Sitting among the upper echelon of Canadian startups, artificial intelligence (AI) company Cohere is at the centre of a legal battle. 

Co-founded by U of T alumni Aidan Gomez, and last valued at 5.5 billion USD, Cohere is facing a lawsuit by a coalition of major news organizations for systematic copyright and trademark infringement. The plaintiffs in the case include the Toronto Star, Forbes, The Atlantic, The Guardian, Vox Media, and Politico

Their lawsuit, filed in the Southern District of New York on February 13, alleges that Cohere unlawfully used the organizations’ content and trademark without compensation.

Understanding the AI landscape 

The legal AI landscape is filled with lawsuits over intellectual property (IP) infringements: when creative or protected work is used without permission. This is not the only recent IP lawsuit against an AI company; in November 2024, a coalition of major news organizations sued OpenAI for scraping. The charges in both cases highlight a broader issue: whether AI model training qualifies as ‘fair use’ under copyright law.

Fair use refers to the legally accepted use of copyrighted works without the owner’s permission, typically when the use benefits the public and does not harm the copyright holder economically. In essence, if the use is fair, it is legal. 

However, applying these principles to generative AI is complicated. Large language models (LLMs) such as OpenAIs must be fed with content across the web through a process called scraping — the process of using software to extract and export data from websites — to build their knowledge base. It remains unclear whether this practice violates copyright law or constitutes fair use.

In an interview with The Varsity, Nisarg Shah, an associate professor at the Department of Computer Science and the research lead for ethics of AI at the Schwartz Reisman Institute for Technology and Society, explained that current copyright frameworks were not designed to handle the nature of AI systems.

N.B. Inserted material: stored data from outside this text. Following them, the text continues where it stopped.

PR #51, opened 2016-02-14
Added a function to obtain the rest frame Sed source for phosim/galsim

rbiswas4:
This adds a function to obtain the rest frame SN spectrum, 
Within the model range, 
- It should match the source, except it takes on zero values if the source is negative.
- It goes to 0 outside the temporal range at which the model is defined
- It goes to np.nan outside the wavelength range at which the model is defined.


danielsf:
It looks like some of the commits in this pull request duplicate the commits in #49 .  How easy will it be to merge that, reimplement the actual changes from this branch on a new branch, and then issue a new pull request?

Sorry it took me so long to get to this.

rbiswas4:
This is superseded by #69

PR #54, opened 2016-05-20
Feature/sn object sed regions

rbiswas4:
minor BugFix, Speedups and additional feature of SED rectification in `sims_catUtils.supernovae.snobject.SNObject` + new tests to check feature of SED rectification.

BugFix : A bitwise and changed to and.
Speedup: When the time of observation is outside the temporal range of the model, and uses the modelOutSideTemporalRange 'zero' where the SEDs are 0, speed catsimBandflux calculations by returning 0 rather than assigning zeros to the SED, and doing a bandflux calculation.

SED rectification: At regions where the SALT model is poorly sampled in the training set, the SED can go negative. This forces such negative values to 0, which is important for tools like phosim that will sample the SED to generate photons. Tests are added.  Jenkins testbuild https://ci.lsst.codes/job/stack-os-matrix/11442/ passes. 

Note: This is a duplicate of a previous mangled pull request https://github.com/lsst/sims_catUtils/pull/49. That PR has a few more commits and I will delete the branch later.


danielsf:
Looking at the 'Console Output' for your Jenkins build

https://ci.lsst.codes/job/stack-os-matrix/11442/label=centos-7/console

 it looks like Jenkins built ```master``` rather than this branch

```
         meas_astrom: 2016_01.0-11-gc94ecbd+8 (already installed).
          pipe_tasks: 2016_01.0-46-gc25bc54+5 (already installed).
         obs_lsstSim: 2016_01.0-19-g85d3ac2+12 ok (28.2 sec).
            sims_maf: 2.1.3-39-g0014a03+13 ok (20.4 sec).
       sims_catUtils: 2.1.2-13-g1235fe2+1 .................ok (74.1 sec).
```

Are you sure you asked Jenkins to rebuild ```feature/SNObject_SEDregions```?

danielsf:
I think pandas has been incorporated into Jenkins now.  We should open a new ticket to try to move ```testSN.py``` out of ```examples/``` into ```tests/``` (or was there something other than pandas that was preventing that move?)

examples/testSN.py
```diff
@@ -11,23 +11,23 @@
...
-from lsst.sims.photUtils import Bandpass
+from lsst.sims.photUtils.PhotometricParameters import PhotometricParameters
+# from lsst.sims.photUtils import Bandpass
 from lsst.sims.photUtils import BandpassDict
 from lsst.sims.utils import ObservationMetaData
 from lsst.sims.utils import spatiallySample_obsmetadata as sample_obsmetadata
 from lsst.sims.catUtils.utils import ObservationMetaDataGenerator
 from lsst.sims.catalogs.generation.db import CatalogDBObject
-from lsst.sims.catalogs.measures.instance import InstanceCatalog
+# from lsst.sims.catalogs.measures.instance import InstanceCatalog
```
danielsf: If this is no longer needed, you should delete it.

examples/testSN.py
```diff
@@ -94,7 +94,62 @@ def test_SNstatenotEmpty(self):
...
+                                    bandpass=self.lsstBandPass['r'])
+            if any(sed.flambda < 0.):
+                badTimes.append(time)
+        # Check that there are negative SEDs
+        assert(len(badTimes) > 0)
+        snobj.rectifySED = True
+        for time in badTimes:
+            sed = snobj.SNObjectSED(time=time,
+                                    bandpass=self.lsstBandPass['r'])
+            assert not sed.calcADU(bandpass=self.lsstBandPass['r'],
```
danielsf: The project policy is to use the assert methods from ```unittest```, since they give more explicit error messages when they fail.  In this case you could use

```
self.assertGreater(sed.calcADU(...), 0.0)
```

which will test that the result of ```calcADU()``` is greater than 0

danielsf: here is the documentation for the assert methods in ```unittest```

https://docs.python.org/2.7/library/unittest.html#assert-methods

danielsf:
in ```SNObject_example.ipynb```, there are too many instances of ```Sed``` in this sentence

The SN sed at a time mjdobs and an array of wavelengths in units of nm is obtained in the following manner as sims.photUtils.Sed.Sed instance.

danielsf:
Other than the comments already made, this looks good to merge.

examples/testSN.py
rbiswas4: Done

examples/testSN.py
rbiswas4: Done.

rbiswas4:
Regardless I think we should retry moving testSN.py to where it belongs. We apparently are trying to integrate with astropy so this should work sooner or later.

rbiswas4:
Changes Done.

PR #590, opened 2015-10-17
hls playback fix so loads correct source

tjenkinson:
Previously was looking directly at 'source' in the options object not the resolved one.


leandromoreira:
Thanks @tjenkinson

PR #592, opened 2015-10-17
Fix so that use of hlsjs doesn't make clappr incompatible with requirejs and commonjs

tjenkinson:
This makes sure that hls.js doesn't register itself with requirejs and commonjs. Without this the built clappr file will first define itself as an anonymous module, then later on where hlsjs is inserted hlsjs would also try to define itself resulting in this error: http://requirejs.org/docs/errors.html#mismatch

The imports loader plugin will inject a new line to the start of hlsjs which overrides `define` to `false` therefore removing the issue. 

image

### DIFF
--- a/package.json
+++ b/package.json
@@ -37,6 +37,7 @@
     "file-loader": "^0.8.4",
     "gulp": "^3.8.1",
     "html-loader": "^0.3.0",
+    "imports-loader": "^0.6.4",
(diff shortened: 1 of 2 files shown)


flavioribeiro:
@tjenkinson this pr still makes sense? if not, can you close it?

Issue #593, opened 2015-10-17
Option to disable right click on video tag


tjenkinson:
Would be nice if there was a config option which would disable the context menu on the video tag, when a video tag is used.

tjenkinson:
If you think this should be an option I've made a quick PR :)

PR #597, opened 2015-10-18
Added 'disableVideoTagContextMenu' option

tjenkinson:
Closes clappr/clappr#593


leandromoreira:
thanks again @tjenkinson can you also write the doc about this? `disableVideoTagContextMenu`

* one in here https://github.com/clappr/clappr/blob/master/src/components/player.js#L84
* and another at README like this one https://github.com/clappr/clappr/blob/master/README.md#loop (even though we might hold this PR for release date)

PR #602, opened 2015-10-21
Add tests for loader object and check if external plugins were placed on right array

### LINKED ISSUE #584: A check should be performed to make sure plugin is of correct type when loaded
E.g currently if you accidentally put a UiCore plugin as a 'container' plugin in the 'plugins' object in the 'options' object there are no errors.

Would be nice if there was an exception thrown.

flavioribeiro:
this pull request should close #584


flavioribeiro:
since the plugins are extending the base ones, they will automatically have the `type` attr, don't need to rebuilt them

flavioribeiro:
btw, if u guys think it makes sense I'll use the function and enhance the error message

flavioribeiro:
and fix travis :hankey:

PR #605, opened 2015-10-21
Use $.extend instead of lodash.assign (closes #579)

### LINKED ISSUE #579: Use assign() or $.extend() to create objects with new references
I saw some places in the code where we use `$.extend()` and `assign()` for the same purpose. It would be better if we use only one.

dayvson:


flavioribeiro:
@dayvson thanks! :beers:

PR #621, opened 2015-11-01
Fallback drag cursor now included as asset and volume drag now works same way as other media control drags

### LINKED ISSUE #613: Remove volume bar drag cursor external dependency
Just spotted that the hand cursor which is used when changing the volume is picked up from google. https://github.com/clappr/clappr/blob/77e016b3f416c06857db6b8789c7efd1eb85340c/src/components/media_control/media_control.js#L166

Any reason why this couldn't become an asset just like the fonts and flash players? The URL looks like it might be one that google could easily change.

tjenkinson:
Closes #613


flavioribeiro:
For some reason the media control couldn't find the cursor on travis build. Can you take a look on it before we merge this pr?

flavioribeiro:
here's the steps that travis do https://github.com/clappr/clappr/blob/master/.travis.yml

flavioribeiro:
thanks man

PR #623, opened 2015-11-02
Standardilizes *_PROGRESS event parameter

leandromoreira:
*This one is a little bit trick*, I was looking at *_PROGRESS events and noticed that we could provide a standard parameter to the progress event. 

Basically I think of `{start: start, current: current, total: total}` as these names pass the feeling of progress but maybe these are not the best names!?

## Just to put in context

It was:

```javascript
//container
this.trigger(Events.CONTAINER_PROGRESS, startPosition, endPosition, duration, this.name);
//flash
this.trigger(Events.PLAYBACK_PROGRESS, 0, this.el.getBytesLoaded(), this.el.getBytesTotal(), this.name)
/...
```

To become:
```javascript
//container
this.trigger(Events.CONTAINER_PROGRESS, progress)
//flash
this.trigger(Events.PLAYBACK_PROGRESS, {start: 0, current: this.el.getBytesLoaded(), total: this.el.getBytesTotal()})
//...
```

## Tests

I ran it on **Chrome (MacOS)** with two VOD's : **mp4** and **hls**. 

## Questions

I also ged rid off `this.name` parameter, can't we just add it within trigger itself?
Do we need `start` (`starPosition`) for this event?

### DIFF
--- a/src/base/events.js
+++ b/src/base/events.js
@@ -255,6 +255,19 @@ Events.PLAYER_ERROR = 'error'
 Events.PLAYER_TIMEUPDATE = 'timeupdate'
 
 // Playback Events
+/**
+ * Fired when the browser loads more of the media file at playback level
+ *
+ * @event PLAYBACK_PROGRESS
+ * @param {Object} progress Data
+ * progress object
+ * @param {Number} [progress.start]
+ * start progress
+ * @param {Number} [progress.current]
+ * current progress
+ * @param {Number} [progress.total]
+ * total progress
+ */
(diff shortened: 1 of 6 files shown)


leandromoreira:
Also, what's the difference between *_PROGRESS and *_TIMEUPDATE and main usage?

flavioribeiro:
Progress events accounts for media loading/buffering. Time update is dispatched when currentTime is updated, so it's related to the playback position

leandromoreira:
I'll see this after.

“A lot of the current laws are written with deterministic processes in mind,” he said. He added that such processes in the law fail when systems like an LLM operate using randomized processes, making it hard to tell whether their use of copyrighted information violates the laws.

“[How] do you deal with that in a legal framework?”

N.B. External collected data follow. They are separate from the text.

PR #624, opened 2015-11-02
Introduces high definition update event parameter

leandromoreira:
## Questions

I saw that [`seek`](https://github.com/clappr/clappr/blob/master/src/playbacks/flashls/flashls.js#L417) at flashls is triggering **high definition update** event and I removed it. Is there any reason for this?

## Tests
I couldn't test this, in a sense of show/hide('ing) HD icon. Although I played mp4 and hls with no problems.

### DIFF
--- a/.hound.yml
+++ b/.hound.yml
@@ -1,3 +1,0 @@
-java_script:
-  enabled: true
-  config_file: .jshintrc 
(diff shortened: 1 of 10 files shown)


leandromoreira:
I'm gonna rework this one (rebase, git fetch, git robot, git anything)

PR #625, opened 2015-11-02
Changes bitrate event parameter

leandromoreira:
Very inspired by [Shaka](https://shaka-player-demo.appspot.com/docs/shaka.media.IStream.html#event:AdaptationEvent) I propose that we follow this  API for bitrate event parameter:

```javascript
{bitrate,bandwidth,width,height,level}
```

## Questions

I'm not 100% sure about `level`, do we need that? it looks pretty coupled to HLS and maybe not useful outside this context.


flavioribeiro:
lgtm

PR #630, opened 2015-11-02
Improve HTML5Audio class to extend HTML5Video and remove unnecessary methods.

dayvson:


src/playbacks/html5_audio/html5_audio.js
```diff
@@ -5,158 +5,32 @@
 import Playback from 'base/playback'
```
tjenkinson: Think this can be removed now?

src/playbacks/html5_audio/html5_audio.js
```diff
@@ -5,158 +5,32 @@
...
   }
-
+  
   getPlaybackType() {
-    return [0, undefined, Infinity].indexOf(this.el.duration) >= 0 ? 'live' : 'aod'
+    return 'aod'
   }
 
   stalled() {
-    if (this.getPlaybackType() === 'vod' && this.el.readyState < this.el.HAVE_FUTURE_DATA) {
```
tjenkinson: Not sure why `this.getPlaybackType() === 'vod'` used to be there? Wouldn't it always have returned 'live' or 'aod'?? (line 64)

dayvson: I think it was a wrong copy and past from HTML5Video file. As far as I know the live support for audio on HTML5 will always play the audio using the tag video when the stream is an M3U8 with audio only. I did some tests and it is working fine.

flavioribeiro:
thanks @dayvson!

PR #643, opened 2015-11-07
no_op: show error message on browser's current language fixes #363

### LINKED ISSUE #363: NoOp Playback: Show error message on browser's current language

dayvson:
Languages available so far English, Spanish, Portuguese

### DIFF
--- a/src/playbacks/no_op/no_op.js
+++ b/src/playbacks/no_op/no_op.js
@@ -14,13 +14,24 @@ export default class NoOp extends Playback {
     return {'data-no-op': ''}
   }
 
+  getNoOpMessage(){
+    var messages = {}
+    messages['en'] = "Your browser does not support the playback of this video. Try to use a different browser."
+    messages['es'] = "Su navegador no soporta la reproducción de un video. Trate de usar un navegador diferente."
+    messages['pt'] = "Seu navegador não supporta a reprodução deste video. Tente usar um outro navegador."
+    messages['en-US'] = messages['en']
+    messages['es-419'] = messages['es']
+    messages['pt-BR'] = messages['pt']
+    return messages[window.navigator.language]
+  }
+
   constructor(options) {
     super(options);
   }
 
   render() {
     var style = Styler.getStyleFor(noOpStyle);
-    this.$el.html(this.template())
+    this.$el.html(this.template({message:this.getNoOpMessage()}))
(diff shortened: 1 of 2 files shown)


src/playbacks/no_op/no_op.js
```diff
@@ -14,13 +14,24 @@ export default class NoOp extends Playback {
...
 
+  getNoOpMessage(){
+    var messages = {}
+    messages['en'] = "Your browser does not support the playback of this video. Try to use a different browser."
+    messages['es'] = "Su navegador no soporta la reproducción de un video. Trate de usar un navegador diferente."
+    messages['pt'] = "Seu navegador não supporta a reprodução deste video. Tente usar um outro navegador."
+    messages['en-US'] = messages['en']
+    messages['es-419'] = messages['es']
+    messages['pt-BR'] = messages['pt']
+    return messages[window.navigator.language]
```
leandromoreira: Thanks @dayvson  :+1: , the only thing I would change would be a more safe about `window.navigator.language` since it seems that it's [not 100% supported by all browser](https://developer.mozilla.org/en-US/docs/Web/API/NavigatorLanguage/language)

We could start to [make use of polyfill!](http://gu.illau.me/posts/follow-up-on-navigator-languages/#polyfill) but instead of spreading this code we could start an object that is called at Core.

```javascript
class ClapprPolyfill {
   installAll() {
       this._installNavigator()
   }
   
  _installNavigator() {
    if (!window.navigator) { window.navigator = {} }
    if (!window.navigator.language) { window.navigator.language = 'en-US' }
   }
}
```

What do you think @flavioribeiro @towerz @thiagopnts @bernardocamilo @tjenkinson ?

dayvson: nice catch @leandromoreira I created the installNavigator function inside the NoOP I think this should be fine.

leandromoreira:
:beers:

towerz:
I'm inclined to agree with @tjenkinson. I don't think setting globals is a good way to go.

Perhaps we could use something like what we have in the utils package, where we have helper functions that use the browser built-in globals or fall back gracefully to a polyfill-like implementation.

dayvson:
that makes sense, I will send another pull request fixing it.

dayvson:
https://github.com/clappr/clappr/pull/647

PR #18, opened 2021-04-16
Heart app

diazandr3s:
Created an initial app for heart segmentation. 

I still have some questions regarding this:

- Is it possible for the researcher to ONLY focus on creating/modifying scripts in the app folder? We still need to add an engine in the monailabel/engines/infer
- I see there are many places where the transforms are defined (monailabel/engines/infer, heart_app/lib/infer, heart_app/lib/train). I've got a bit lost modifying the transforms. Don't you think having a "central" file in which the transforms are defined for test and train could be cleaner?
- Is there a way to automatically create the YAML file based on the MONAILabelApp attributes, methods, and/or method arguments? I forgot whether I should modify the YAML file, the MONAILabelApp or both

Sorry if I'm missing somenthing.


SachidanandAlle:
You r right..  Few things in yaml will be automatically added/generated based on your App.. so that you can only do minimum amount work..

And yes u will be only focusing on your app.. you don't have to contribute to monailabel.. as we discussed.. in this one.. you r basically helping to add/bundle heart engines (train/infer) for others to directly use..

Monday.. lets sit together and walk through this code.. and lets see how you can add minimal code for your next app..

SachidanandAlle:
In some cases.. your Transform for train, validation and infer/test can be different.. (example deepgrow).. lets discuss more on Monday

SachidanandAlle:
For inference u don't need network.. convert or export it to torchscript

SachidanandAlle (approved):

SachidanandAlle:
Considering your feedback, I have fixed few things and made it simple.. please checkout main and pull the latest branch

PR #23, opened 2021-04-21
Msd infer engines

diazandr3s:
- Add DeepEdit Engine
- Add Engine for BRATS, Hippocampus, Prostate


monailabel/engines/infer/segmentation_heart.py
```diff
@@ -69,4 +70,4 @@ def post_transforms(self):
             ToNumpyd(keys='pred'),
             Restored(keys='pred', ref_image='image'),
             BoundingBoxd(keys='pred', result='result', bbox='bbox'),
-        ]
+        ]
```
SachidanandAlle, line 73: are u sure this is not by mistake? i mean ] is removed...

PR #25, opened 2021-04-22
Adding Dataset object for data management

aihsani:
## Description

Dataset object used to manage access to the studies/dataset loaded into MONAI Label Server. Dataset object reads folder of images with no `dataset.json` and assumes all files are unlabeled, adding all files it finds in subtree of `--studies` path argument to the `images` category of objects.

### Implemented

Dataset is currently used in the MONAI app class under `save_label` and `next_image`


monailabel/interface/app.py
```diff
@@ -155,12 +155,10 @@ def save_label(self, request):
...
             JSON containing next image and label info
         """
-        # TODO:: Save label, trigger training (if condition is met)
-        labels_dir = os.path.join(self.studies, "newLabelsTr")
-        os.makedirs(labels_dir, exist_ok=True)
-
-        label_file = os.path.join(labels_dir, os.path.basename(request["image"]))
-        shutil.move(request["label"], label_file)
+        
+        label = io.BytesIO(open(request['label'], 'rb').read())
```
SachidanandAlle, line 159: for now it's ok.. 
endpoint can send the FP for the api to read it from there.. we can avoid multiple writes for the label file

SachidanandAlle (approved):
Looks good to me.. we can squash and merge

SachidanandAlle:
tried with the changes.. next sample and save label works fine..
one suggestion.. for labelname lets have some part of it to represent image name while saving.. 
may be label_<image_file_name>.<extension>

monailabel/interface/app.py
aihsani: Sounds good, I was going to suggest we keep the file in memory if possible so I save it only once here.

aihsani:
Do you want me to update to list under images anything that starts with `image_` and add `label_` to saved labels?

My assumption was that perhaps if the dataset is entirely not annotated (missing a dataset.json) then anything found in the subtree is images. The reason I didn't put limitations on files names or paths is because from experience I know it's painful to update hundreds of files to match a certain format. We can discuss what's the best way, but your suggestions is good so we can do that short term.

SachidanandAlle:
have fixed name.. also added a small util to get the datalist (for training) over existing labels
https://github.com/SachidanandAlle/MONAI-label/commit/bbc665d6e6884e9f6a5981210e51b0797f824d8c

Issue #42, opened 2021-05-04
Create and use user-app-specific virtual environment for training


aihsani:
Problem: When creating a training session for the user app we need to separate the libraries required by the user app from MONAILabel

PR #43, opened 2021-05-04
Setting up and using  user-app virtual environments for training

aihsani:
Address issue #42

Changes:
- moved `monai-label` specific dependencies outside the user app code branch
- added shell script to allow running a training session/process

Impact:
Changes impact end-users as they will need to now install MONAILabel and run it as a command line client in order to be able to have access to the shell scripts required to run the training branch of the user-app. Specifically, the user will need to:
```bash
git clone https://github.com/Project-MONAI/MONAILabel.git
cd MONAILabel
pip install .
```
to install `monai-label`, and run the MONAILabel server as
```
monai-label --app <path_to_app> --studies <path_to_data>
```


monailabel/interfaces/tasks.py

The lawsuit against Cohere

The lawsuit accuses Cohere of two breaches: systematic copyright and trademark infringement. According to the plaintiffs, Cohere’s AI models were trained using scraped versions of their articles “Without permission or compensation.” 

Their legal documents specifically emphasize the model’s use of the C4 dataset — created by a group of Google engineers — for training: a free resource that contains the plaintiffs’ copyrighted material. Many of the plaintiffs’ articles are behind paywalls, which makes unauthorized usage particularly problematic. 

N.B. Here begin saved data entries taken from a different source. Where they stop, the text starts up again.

PR #54, opened 2021-05-05
Create workflow for DeepEdit

diazandr3s:
- Change the way transforms are defined in **sample-apps/segmentation_heart/lib/infer.** Add Compose to transforms defintion
- Implement the inverse transform for inference. See **monailabel/utils/infer/task.py**
- DeepEdit is working for heart images. Only inference is working for Spleen image. Working on the DeepGrow functionality for Spleen

### DIFF
--- a/monailabel/utils/infer/deepgrow_3d.py
+++ b/monailabel/utils/infer/deepgrow_3d.py
@@ -1,8 +1,9 @@
+import numpy as np
 from monai.apps.deepgrow.transforms import (
     AddGuidanceFromPointsd,
     SpatialCropGuidanced,
-    ResizeGuidanced,
     AddGuidanceSignald,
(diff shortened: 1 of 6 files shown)


SachidanandAlle:
Can we create a separate app for deepedit.. say for now one organ..  and then we can easily flip abd decide which one to include in the release

diazandr3s:
> Can we create a separate app for deepedit.. say for now one organ.. and then we can easily flip to decide which one to include in the release
> 
> If we are guaranteed to release deepedit only then we can override it here.. and ignore my above comment

It is a good idea! The only issue I see of creating a separated app for deepedit is that we still need to modified the **monailabel/utils/infer/task.py**

SachidanandAlle:
We don't need this anymore.. Lets close the PR

PR #96, opened 2021-05-27
Batch Inference

aihsani:
Enabling batch inference of unlabeled images for (automated) segmentation models loaded in the user-app.

The aim is to ultimately allow the user to derive uncertainty scores from the inference results of the batch inference.


aihsani:
Sachi, I think one outstanding item here that we might need to gather requirements for is how we're going to enable the user app to  create scores from the generated labels in the batch inference

Issue #97, opened 2021-05-27
Training/Batching all 2D slices for Deepgrow 2D while training


finalelement:
Currently, during training only a single slice is chosen randomly from a given 3D volume. This process while suffices for training, it needs to be improved. The improvement can be done by selecting multiple slices. This will also allow for a higher batch size during training.

Possible Solutions:
1.) We extract the batch size number of slices randomly from a 3D Volume and use that for training.

2.) We flatten an entire list of json 2D slices and cover that for training

PR #136, opened 2021-06-16
Flatten 2D based on config + add train/val batch size config

SachidanandAlle:
- Flattend 2D train/val datalist for deepgrow 2D apps
- Add train/val batch size config for all apps
- In Slicer, use current/total epoch from train stats instead of locating from train logs


SachidanandAlle:
https://github.com/Project-MONAI/MONAILabel/issues/97
Flatten based on number of samples to pickup (without image/label read) for each 3D volume.. make it a config item

Seperate epoch/batch config for 2D model in info.yaml for deepgrow apps

PR #138, opened 2021-06-20
Add pretrained flag

diazandr3s:
Add the flag "pretrained" so users can do cold-start training without many changes. 

- How to manage error when a user tries to perform inference without cold-start training and without having a pretrained model activate (pretrained flag is False)
- Should we do the same for DeepGrow? @finalelement 


SachidanandAlle:
CI Check failed..

diazandr3s:
Thanks! It should be ready now

> CI Check failed..

PR #148, opened 2021-06-28
Release workflow fixes

aihsani:
- PyPI test publication and artifact publication should now function correctly based on tags


SachidanandAlle (approved):
LGTM

PR #155, opened 2021-06-29
Inference integration test for autosegmentation of heart ventricle

aihsani:
- Added integration test for segmentation inference
- Made monai label server port configurable via `MONAILABEL_SERVER_PORT` environment variable
  - This is useful for local testing
- Fixed non-terminating server when integration tests fail

### DIFF
--- a/tests/integration/test_infer.py
+++ b/tests/integration/test_infer.py
@@ -1,0 +1,19 @@
+import unittest
+
+import requests
+
+from . import SERVER_URI
+
+
+class EndPointInfer(unittest.TestCase):
+
+    def test_segmentation(self):
+        model = "segmentation_left_atrium"
+        image = "la_004.nii.gz"
+
+        response = requests.post(f"{SERVER_URI}/infer/{model}?image={image}")
+        assert response.status_code == 200
+
+
+if __name__ == "__main__":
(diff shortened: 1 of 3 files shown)


tests/integration/test_infer.py
```diff
@@ -0,0 +1,18 @@
+import unittest
+
+import requests
+
+from . import SERVER_URI
+
+
+class EndPointInfer(unittest.TestCase):
+    def test_segmentation(self):
+        model = "segmentation_left_atrium"
```
SachidanandAlle, line 10: lets have gpu check.. and skip if gpu is not enabled kind..
```
        if not torch.cuda.is_available():
            return
```

aihsani: why? this can happen on CPU even if it takes longer. it's just inference

SachidanandAlle: K.. some models don't work due to specific network/op not available on cpu.. we can merge if this run for both

SachidanandAlle (approved):

tests/integration/test_infer.py
aihsani: I see. OK. Changing

PR #157, opened 2021-06-30
Example for multilabel app (liver + tumor)

SachidanandAlle:
- liver and tumor app
- fix active learning strategy selection


diazandr3s (approved):
Awesome!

The lawsuit highlights concerns within the publishing industry over AI companies’ business models that rely on large-scale data scraping of proprietary content. In their complaint, the plaintiffs argued that Cohere exploits publishers’ creative efforts and investments to boost its own profits.

A key allegation distinguishing this case from the OpenAI lawsuit is the claim that Cohere’s LLM commits trademark infringement by manufacturing articles and falsely attributing them to these news organizations. The plaintiffs argued that this misleads the public and damages the organizations’ credibility. 

The plaintiffs are seeking up to $150,000 USD per infringed work and a court order preventing Cohere from using their copyrighted works.

Cohere’s defense response

In a statement to the Financial Post, Cohere spokesperson Josh Gartner called the lawsuit “misguided and frivolous.” He defended the company’s AI training practices, emphasizing their commitment to respecting IP:

“Cohere strongly stands by its practices for responsibly training its enterprise AI. We have long prioritized controls that mitigate the risk of IP infringement and respect the rights of holders,” Gartner said, adding that Cohere “expects the matter to be resolved in our favor.”

Cohere’s Co-Founder and Chief Executive Officer, Aidan Gomez, also weighed in on the matter. On February 8, just days before the lawsuit was filed, he posted on X:

“AI is only as useful as the data it can access, and the systems it can control. If it can’t see the data that answers your question, or can’t control the systems needed to automate, then value is left on the table.”

Next steps

The case is still in its early stages, with court dates yet to be set. Given the high stakes and the number of similar lawsuits, the outcome will set an important precedent for both AI companies and media organizations.

Will Cohere have to strike a deal with news organizations to use their work, as OpenAI did with The Atlantic and Vox Media? Or will the courts side with AI developers, ensuring that Western AI companies remain dominant, especially amid the ongoing ‘AI arms race’ with China?